For a variety of good reasons, math/rand/v2 is very close to its original counterpart. It's closer to a refinement than a reimagining or a rewrite.

However, one important change is that math/rand/v2 will ship with multiple Source implementations. That means if you need independent, reproducible random numbers, there are reasons to think about which to use. This article is a tour of the factors to consider, along with a survey of today's best algorithms for each.

Note that while this article is written in the context of Go's standard library, most of it isn't specific to Go. All of these algorithms can be implemented in any programming environment, which means these choices are available everywhere. There will be no Go code, and all I assume of the reader is some post-secondary knowledge of mathematics and bitwise operations.

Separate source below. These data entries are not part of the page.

PR #106, opened 2022-01-11
csa: Remove the only_*/except_* parameters from query

tahini:
Those parameters are not used now, the scenario can define include and
exclude object lists.


kaligrafy (approved):

greenscientist (approved):
ok sure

If you ask a question about "random numbers" in any public forum of programmers, chances are high that someone will try to convince you that there is no such thing as randomness in computers: we use "pseudorandomness" instead. (This is, of course, an incorrect claim, but it is only incorrect to those who are willing to go very far out of their way to find otherwise.)

Pseudorandom number generators, or PRNGs, are what their name implies: sources of "fake random" numbers. More precisely, they are generators of sequences of numbers that, when processed through statistical tests, produce metrics close to indistinguishable from truly random sequences.

They are "fake random" in the sense that there's an easy way (the algorithm) to take a relatively small amount of information (the state) and produce the whole sequence. In other words, they appear to have far more entropy than they have, much like the digits of pi take more space to list than to compute.

But obviously, not all sequences are pseudorandom. 0, 4, 3, 4, 7, 8, 2, 6, 0, 8, 6, 9, 5, 6, 5, 2, 1, 7, 3, 9, 1, 3, … is clearly harder to distinguish from random than 8, 8, 8, 8, 8, 8, 8, …. Whether a given sequence qualifies as random (or pseudorandom, as it were) really depends on why you want random numbers.

If you're running a numerical simulation based on a mathematical technique that assumes randomness, then you probably want a highly uniform PRNG. Roughly speaking, a PRNG sequence is uniform when all possible outputs appear an equal number of times across its length. (I am dramatically oversimplifying because I don't want to explain most of the concepts in analysis to have a precise definition make any sense.)

There are other measures of uniformity, as well. For example, we can measure the probability of each respective bit changing in each successive output; in the context of PRNGs, uniformity implies this should be 50% for each bit. Or we can take a histogram of the number of 1 bits in successive outputs; this should follow a binomial distribution. When a PRNG passes (in the statistical, p-value sense) many of these kinds of tests, we call it high quality.

The state of the art PRNG in uniformity is the Mersenne Twister (MT), or more precisely its variants optimized for generation in specific contexts like SIMD.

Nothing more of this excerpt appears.